Quartz-Seq2の開発は、2013年に笹川上級センター研究員らが開発したQuartz-Seqを改善することにより実現しました。改善点は、次の三点です。
1)逆転写反応と全cDNA増幅法の効率上昇
一つ目の改善として、逆転写反応と全cDNA増幅法の効率上昇に取り組みました。大量の1細胞のRNAをシーケンスするには、DNAシーケンサーで大量の細胞を計測しなければなりません。しかし、コストに限界があるため、1細胞に割り当てられるシーケンス数が減ります。通常のシーケンス実験では、数十サンプルに対して、それぞれ数千万のDNA配列断片を計測します。しかし、1細胞RNA-seqでは数千個の1細胞をシーケンスするため、1細胞あたり10万程度のDNA配列、つまり通常の1/100程度しか得られません(図3a)。
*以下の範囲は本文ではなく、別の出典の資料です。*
PR #790, opened 2023-01-04
feat: using graphql-ws subscription library

nicolasburtey:


daviroo (dismissed):

app/app.tsx
```diff
@@ -161,16 +162,17 @@ export const App = (): JSX.Element => {
...
-        },
-      })
+      const wsLink = new GraphQLWsLink(
+        createClient({
+          url: appConfig.galoyInstance.graphqlWsUri,
+          connectionParams: hasToken ? { Authorization: `Bearer ${token}` } : undefined,
+          // Voluntary not using: webSocketImpl: WebSocket
+          // seems react native already have an implement of the websocket?
+          //
+          // TODO: implement keepAlive and reconnection?
```
daviroo, line 172: Just wondering what the implications of not having these implemented is?  Will the websocket reconnect if it gets disconnected?

nicolasburtey: I don't think the behavior would be different than before.

if you look at the old library argument: https://github.com/apollographql/subscriptions-transport-ws/blob/master/src/client.ts#L61-L71, you'll see that there is no option to do ping automatically.

the new library already have a `retryAttempt` with a default value of 5: https://github.com/enisdenjo/graphql-ws/blob/master/docs/interfaces/client.ClientOptions.md#retryattempts

I think the new library has the option to do PING/PONG in additional to actively detect a connection that might has been stale. but this is a new behavior afaiu, this can be implemented in another PR.

daviroo (approved):

PR #791, opened 2023-01-04
chore: test on every branch

nicolasburtey:


UncleSamtoshi (approved):

Extheoisah (approved):

ntheile:
this could lead to hitting rate limits in our backend if too many instances are running at once. for example, if i check in code to a feature branch, 2 instances kick off, 1 on ios and 1 on android. Then i commit again in under a few minutes, or somebody else on the team commits...we could have many instances running at once hitting the api limits, since we are using the same token (this already has happened in the past).

another approach could be to either run the test on a tag or regex in the branch name. maybe something like this:

```
  feature-branch:
    jobs:
      - test_android:
          filters:
            branches:
              only: /.*testme/
      - test_ios:
          filters:
            branches:
              only: /.*testme/
```

nicolasburtey:
> also there are still a few flakes in the login-flow tests...i.e when switching to staging and clicking the input on ios sometimes the keyboard does not show up properly. the test waits for the "save changes" button to show up, but sometimes it's hidden and needs to scroll down the screen. we can probably remove the logic to wait for the save changes button to appear.

yes we should strive to make the test more deterministic

nicolasburtey:
> we could have many instances running at once hitting the api limits, since we are using the same token (this already has happened in the past).

rate limit for which service? circleci? browserstack?

ntheile:
> rate limit for which service? circleci? browserstack?

for our graphql backend.

ntheile (approved):

PR #794, opened 2023-01-05
refactor: add types for use-main query

Extheoisah:


app/hooks/hooks.types.ts
```diff
@@ -8,6 +9,45 @@ type mobileVersions = {
   platform: string
 }
 
+type Wallet = {
```
nicolasburtey, line 12: type should be written manually. they should be imported from codegen 

ie: https://github.com/GaloyMoney/galoy-client/blob/36929772cec9c12c796a37b07b6c3dc61c2dfca9/package.json#L11

nicolasburtey (changes requested):
type should not be imported manually as they can be auto generated from graphql

app/hooks/hooks.types.ts
```diff
@@ -1,53 +1,7 @@
...
-    readonly wallets: Wallet[]
-  }
-  readonly id: string
-  readonly language: string
-  readonly phone: string
-  readonly quizQuestions: object[]
-  readonly username: string
-}
-
 export type useMainQueryOutput = {
```
nicolasburtey, line 5: the whole query response is given to you fully typed by codegen. you don't need to redefine it here.

Extheoisah: Yeah. I have removed the types I manually added. These types are needed for the useMainQuery output because we modify the data response in the hook here https://github.com/GaloyMoney/galoy-mobile/blob/4705306b1e9f24ae67c00506b610f358031a2e39/app/hooks/use-main-query.ts#L51

Extheoisah:
Closing this as we need better context on how to approach this topic

PR #797, opened 2023-01-05
fix: add missing useEffect dependencies

UncleSamtoshi:
-  fixes repeated logging out with expired session token
- evaluates the use of disable linting rules and reenables them where neccessary


nicolasburtey:
I have been away from the react hooks for too long to really review this PR effectively. will let @daviroo or @Extheoisah to approve. maybe @samerbuna also would have a better opinion than mine

Extheoisah (approved):
All good on my end.

PR #798, opened 2023-01-05
feat: more design components

UncleSamtoshi:
- add tertiary button
- add SourceSansPro font


app/components/atomic/galoy-tertiary-button/galoy-tertiary-button.tsx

共同研究チームは、少ないシーケンス量(リード数)を最大限に活用するには、細胞内のRNAを漏れなくシーケンスできる分子に変換することが重要だと考えました。
1細胞RNA-seqは、1細胞由来のごく微量なRNAをcDNAに変換する「逆転写反応」と、cDNAを計測できる量まで増幅する「全cDNA増幅法」の二つから構成されています。まず、逆転写効率を上昇させるために、温度条件や反応液を改善し、約20%の効率上昇を達成しました。
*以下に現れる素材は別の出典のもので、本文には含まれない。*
PR #802, opened 2023-01-06
feat: revise input component design

Extheoisah:


app/components/atomic/galoy-input/galoy-redesigned-input.tsx
```diff
@@ -1,57 +1,110 @@
...
   ref: React.Ref<TextInput> & React.Ref<React.PropsWithChildren<InputProps>>,
 ) => {
   const { theme } = useTheme()
-  const styles = useStyles(theme)
   const [isFocused, setIsFocused] = React.useState(props.initIsFocused ?? false)
+  const styles = useStyles(props)
+
+  return (
+    <View>
+      <LabelComponent
```
UncleSamtoshi, line 42: What is the thinking behind using a custom LabelComponent instead of using the `labelStyle` and `labelProps` that are contained in the `Input` component? The same questions goes for the caption component. If it is necessary to use a CustomComponent, you can still pass that directly into the `label` prop of Input.

UncleSamtoshi (changes requested):

app/components/atomic/galoy-input/galoy-redesigned-input.tsx
```diff
@@ -1,57 +1,119 @@
...
+}
+
+const LabelComponent = ({ props, labelStyle, isFocused, theme }) => {
+  if (!props.label) return null
+  const styles = (): StyleProp<ViewStyle> => {
+    const labelStyles = {
+      marginLeft: isFocused ? 2 : 10,
+      marginBottom: 9,
+      fontWeight: "400",
+      fontSize: 16,
```
UncleSamtoshi, line 93: `fontWeight fontSize lineHeight` can be removed and replaced with the prop `type={'p1'}` on the Text component

app/components/atomic/galoy-input/galoy-redesigned-input.tsx
```diff
@@ -1,57 +1,119 @@
...
+        theme={theme}
+        errorStyles={remainingProps.errorStyle}
+      />
+    </View>
+  )
+}
+
+const LabelComponent = ({ props, labelStyle, isFocused, theme }) => {
+  if (!props.label) return null
+  const styles = (): StyleProp<ViewStyle> => {
```
UncleSamtoshi, line 88: We should use makeStyles here

app/components/atomic/galoy-input/galoy-redesigned-input.tsx
```diff
@@ -1,57 +1,119 @@
...
 
+const CaptionComponent = ({ props, errorStyles, isFocused, theme }) => {
+  if (!props.caption && !props.errorMessage) return null
+  const styles = (): StyleProp<ViewStyle> => {
+    const errorMessageStyles = {
+      color: props.caption ? theme.colors.grey5 : theme.colors.error5,
+      textTransform: "capitalize",
+      fontSize: 14,
+      marginTop: 9,
+      lineHeight: 24,
```
UncleSamtoshi, line 110: Here lineHeight and fontSize can be removed and replaced with `type={'p2'}`

app/components/atomic/galoy-input/galoy-redesigned-input.tsx
```diff
@@ -1,57 +1,119 @@
...
+      color: theme.colors.grey5,
+    }
+    return labelStyles
+  }
+  return <Text style={[styles(), labelStyle]}>{props.label}</Text>
+}
 
+const CaptionComponent = ({ props, errorStyles, isFocused, theme }) => {
+  if (!props.caption && !props.errorMessage) return null
+  const styles = (): StyleProp<ViewStyle> => {
```
UncleSamtoshi, line 104: makeStyles can be used here as well

UncleSamtoshi (changes requested):

UncleSamtoshi (approved):

PR #803, opened 2023-01-06
chore: build a daily version to testflight internal

nicolasburtey:
the idea is to always have main available on testflight on a daily basis to the team internally. we should all be onboarded into it so we can detect early regression that the tests would have not catched.

### DIFF
--- a/ci/pipeline.yml
+++ b/ci/pipeline.yml
@@ -24,6 +24,13 @@ source:
   repository: #@ release_pipeline_image()
 #@ end
 
+resources:
+- name: daily-release
+  type: cron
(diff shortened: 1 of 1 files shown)


sandipndev (approved):
By default when a release is cut it releases to testflight, and from there is a manual task to roll out to public, is that correct?

The Pipeline looks correct.

nicolasburtey:
That is correct. We can choose to do the process to make it public automatic also. Fastlane can do that. 

We should probably increase the automation to make a release process easier, but it should still be gated to make sure we don't release a version with known regression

次に、全cDNA増幅法に関してQuartz-Seq2では、全cDNAにPCR増幅[8]用の共通配列を付加するステップがあり、poly-Aタギング[9]という反応を用います。さまざまな反応液の組成を検討し、反応効率を上昇させる新しい組成を突き止め、反応温度を段階的に上昇させる装置を利用して、反応効率を上昇させました。これらの改善で、従来のpoly-Aタギングと比べて、約360%も多いcDNAが得られました(図4a)。
図3 高出力型1細胞RNA-seqで求められる高効率のリード活用
b) 1細胞RNA-seq法では、取得したリードを処理することで、RNA分子の種類と数を検出できる。一方で、従来の高出力1細胞RNA-seq法では、検出RNA分子への変換効率が低い。Quartz-Seq2は、この変換効率を大幅に向上させた。
2)逆転写酵素量の削減によるコスト削減
二つめの改善は、RNAをDNAに変換する逆転写酵素量の削減です。逆転写反応は細胞バーコードを付加するステップなので、必ず1細胞ごとに実施する必要があります。そのため、逆転写酵素はもともと高価な試薬である上に、細胞数分の酵素量を消費することからコストがかかります。また一般的には、酵素反応は、酵素と基質が分子的に混み合う状況の方が反応効率がよいと考えられています。しかし、高価な酵素量を増やすのは難しく、逆に高濃度にするために反応液量を減らすには、特殊な分注装置や容器が必要になります。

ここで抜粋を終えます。